[Paul Ohm (guest-blogging), April 9, 2007 at 10:11am] Trackbacks
The Myth of the Superuser, Part One:

Thanks very much, Eugene, for inviting me to talk about my latest research. I'm offering the VC reader a twofer: Today through Wednesday I'll describe my ideas about the Myth of the Superuser, and Thursday and Friday I'll discuss an empirical project involving the Analog Hole. (Quick plug: The Superuser article is looking for a law review to call home, so if you choose articles for a journal, please give it a read!)

My first project is a critique of the rhetoric we use when we debate online conflict. In our debates, storytelling is epidemic, and the dominant trope is the myth of power. To restate it like a less-charged version of Godwin's Law (I'd call it "Ohm's Law," but that's taken): as a debate about online conflict progresses, the probability of an argument involving powerful computer users approaches one.

For example, law enforcement officials talk about the spread of zombie "botnets" to support broader computer crime laws. Privacy advocates fret about super-hackers who can steal millions of identities with a few keystrokes. Digital rights management opponents argue that DRM is inherently flawed, because some hacker will always find an exploit. (The DRM debate is unusual, because the power-user trope appears on both sides: DRM proponents argue that because they can never win the arms race against powerful users, they need laws like the DMCA.)
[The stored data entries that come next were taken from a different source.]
PR #816, opened 2023-07-17
OTA-915: fix configs and add signature serving deployment

PratikMahajan:
this PR fixes the existing configs/settings, removes unused imports
and adds a sample deployment yaml that deploys the metadata-helper
container along with graph-builder and policy-engine. 
deploying metadata-helper is optional and is used to serve existing signatures

### DIFF
--- a/Justfile
+++ b/Justfile
@@ -157,8 +157,6 @@ run-metadata-helper:
 		verbosity = "vvv"
 
 		[service]
-		scrape_timeout_secs = 300
-		pause_secs = {{pause_secs}}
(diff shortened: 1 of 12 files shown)


petr-muller (approved):
/lgtm
/override ci/prow/e2e
We passed all tests but then failed in a `post` must-gather step

/hold
Holding to allow Lala / Trevor to take a look, but feel free to unhold if you think it is not necessary.

LalatenduMohanty (approved):
/lgtm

These stories could usefully contribute to these debates if they were cited for what they were: interesting anecdotes that open a window into the empirical realities of online conflict. Instead, in a cluttered rhetorical landscape, stories like these supplant a more meaningful empirical inquiry. The pervasive attitude is, "we don't need to probe too deeply into the nature of power in these conflicts, because these stories tell us all we need to know."

Too much attention is paid to the powerful user, or the Superuser as I call him. (UNIX geeks, I'm aware I'm overloading the term.) Today I focus on the first part of the argument, my "proof" that the Superuser's importance is often exaggerated. Superusers inhabit the Internet, but they are often so uncommon as safely to be ignored.

(Two quick asides, that are sure to come up in comments: First, even a few Superusers deserve attention if they act so powerfully that they account for a significant portion of the harm. Measuring the impact of the Superuser requires more than a head count; it also means measuring the amount of harm caused by any one Superuser. Second, Superusers can empower ordinary users by building easy-to-use tools; I address this so-called "script kiddy" problem in the article.)

We know that the Superuser's power is often exaggerated for three reasons:

First, some statements of Superuser harm are so hyperbolic as to be self-disproving. For example, as Cybersecurity Czar under the Clinton and second Bush administrations, Richard Clarke was fond of saying, "digital Pearl Harbors are happening every day." I'm not sure what meaning Clarke was giving to the phrase, digital Pearl Harbor: he may have meant attacks with the psychologically damaging effect, horrific loss of life, terrifying surprise, size of invading force, or historical impact of the December 7, 1941 attack; no matter which of these he meant, the claim is a horribly exaggerated overstatement.

Second, experience suggests that some online crimes are committed by ordinary users much more often than by Superusers. Take data breach and identity theft. Data breachers are often portrayed as genius hackers who break into computers to steal thousands of credit card numbers. Although some criminals fit this profile, increasingly, the police are focusing on non-Superusers who obtain personal data using non-technical means, like laptop theft. Similarly, identity thieves are often not computer wizards; the New York Times reported last year that many District Attorneys see more meth addicts committing identity theft than any other segment of the population.

Consider also claims that terrorists are plotting to use computer networks to threaten lives or economic well-being. There has never been a death reported from an attack on a computer network or system. In fact, many experts now doubt that an attack will ever disable a significant part of the Internet.

Of course, there are limits to using opinions and qualitative evidence to disprove the Myth, because they share so much in common with the anecdotes that fuel it. The third way to dispel the Myth is through studies and statistics. As one very recent example, Phil Howard and Kris Erickson of the University of Washington released a study which found that sixty percent of reported incidents of the loss of personal records involved organizational mismanagement, while only thirty-one percent involved hackers.

This is just a taste; in the Article, I go into much greater depth about why the Myth is not to be believed. Tomorrow, I will discuss the significant harms that result from Myth-influenced policymaking. Finally, on Wednesday, I will focus on a root cause of the problem: the inability of computer security experts to discriminate between high risk and low risk harms online.